Police to be deployed at hospitals after violence toward staff

Published 25.06.2015 20:07

The government plans to assign police officers and install X-ray scanners at hospitals after a string of violent acts targeting medical staff.

Doctors and nurses frequently face attacks by angry relatives and friends of patients. In May, a doctor was shot dead at the hospital he worked at in the northern Turkish city of Samsun.

According to statistics, more than 31,000 acts of violence were reported against medical staff between 2012 and 2015. Doctors suffered most from the violence with the majority of incidents being verbal assaults, while 14,250 incidents involved physical violence. Moreover, four doctors have been killed at hospitals in the past 10 years.

Security at hospitals is provided by private security guards who are mostly inefficient in tackling the violence and do not have weapons. The Health Ministry is now in talks with the Interior Ministry to deploy police officers at hospitals.

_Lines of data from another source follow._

PR #179, opened 2022-03-08
demographics cv calculation

td928:
## Overview

very simple work on the CV to follow the recipe in PFF. Apology for the very bad numbering for this branch which was directed at the issue #80 . I also created a separate issue specific to this work #179 .

## variance_measurement
added to existing MOE calculation file as a function, the cv calculation is run with the variance_measurement function. 

## calculate_count and calculate_fractions
Where the `variance_measurement` is run are moved more upstream immediately after the survey package is run. This design helps to simplify the later pivoting and renaming operations later. Also it is noted that moe was not properly added to the final results 

## keep_SE
The keep_SE flag is used to decide whether to drop all `se` columns at the end of calculation. However, it should be flagged here that the `se` columns are not included in the current implementation in `dev` regardless of the value of this flag because the final reorder columns do not include `se`. See code below for reference. It is a bigger design decision on whether the flag should be incorporated in the PUMAggregator class to keep those columns. 

https://github.com/NYCPlanning/db-equitable-development-tool/blob/1adfe2ddd1674816c5a7c4728eeecfe697ef96f2/aggregate/PUMS/aggregate_PUMS.py#L243-L249

### DIFF
--- a/statistical/MOE.py
+++ b/statistical/MOE.py
@@ -6,26 +6,22 @@ import pandas as pd
 from scipy import stats
 import numpy as np
 
-z_score = stats.norm.ppf(0.9)
-
+z_score = stats.norm.ppf(0.95)
 
 def variance_measures(df, add_MOE, keep_SE):
     if add_MOE:
         df = SE_to_MOE(df)
-    if not keep_SE:
-        df = remove_SE(df)
+    df = add_CV(df) 
     return df
 
 
 def SE_to_MOE(df):
-    for c in df.columns:
-        if "-se" == c[-3:]:
-            var = c.rsplit("-", 1)[0]
-            df[f"{var}-moe"] = df[c] * z_score
-
+    df['moe'] = df['se'] * z_score
     return df
 
+def add_CV(df: pd.DataFrame):    
 
-def remove_SE(df: pd.DataFrame):
-    df.drop(columns=[c for c in df.columns if c[-3:] == "-se"], inplace=True)
-    return df
+    df['cv'] = df['se'] / df['V1'] * 100
+
+    return df 
+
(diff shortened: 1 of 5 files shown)


statistical/calculate_counts.py
```diff
@@ -59,21 +60,26 @@ def calculate_counts(
         by=data[[geo_col, variable_col]],
         design=survey_design,
         FUN=survey_package.svytotal,
-        vartype=base.c("se", "ci", "var", "cv"),
+        vartype=base.c("se", "ci", "var"),
     )
+    #print(aggregated)
+    aggregated = variance_measures(aggregated, add_MOE)
```
SashaWeinstein, line 66: this is a great upgrade, makes the code to assign variance columns much simpler

statistical/MOE.py
```diff
@@ -6,26 +6,22 @@
...
     return df
 
 
 def SE_to_MOE(df):
-    for c in df.columns:
-        if "-se" == c[-3:]:
-            var = c.rsplit("-", 1)[0]
-            df[f"{var}-moe"] = df[c] * z_score
-
+    df['moe'] = df['se'] * z_score
```
SashaWeinstein, line 19: so much easier!

SashaWeinstein:
You're totally right ab the keep SE flag not doing anything. we should remove that and the add MOE flag. Added an enhancement in [this issue](https://github.com/NYCPlanning/db-equitable-development-tool/issues/180)

SashaWeinstein:
I ran the code on my machine and all looks good. made one change which is to send the z-score back to 90% confidence interval. I also changed the name of a file.

SashaWeinstein:
Also Te your linter doesn't seem to be set up right because the code you're pushing still uses single instead of double quotes.

mbh329 (commented):
The logic looks good to me, I am just testing this now on my local machine

mbh329 (approved):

Another major measure considered for hospital security is the installation of X-ray scanners, as visitors can freely enter the premises without being searched for guns. It is not clear how the scanners would be used in emergency rooms, but the ministry may mull limiting access to them.

Labor unions representing medical personnel have proposed a radical measure to tackle the violence to deter the perpetrators from attacking hospitals. They called for the implementation of new regulations that would ban those involved in acts of violence toward medical staff from social security benefits for six months.

The move to replace private guards with police officers is part of the government's plans to abolish private security in other public institutions, including courthouses.

Private guards are not as skilled as police or soldiers due to limited training, raising concerns about their ability to respond to acts of violence in their area of responsibility. Guards have come under fire for past incidents, especially regarding their efforts to tackle violence, including armed brawls at a courthouse, violence targeting doctors at hospitals, violence between fans in stadiums and clashes between students at universities.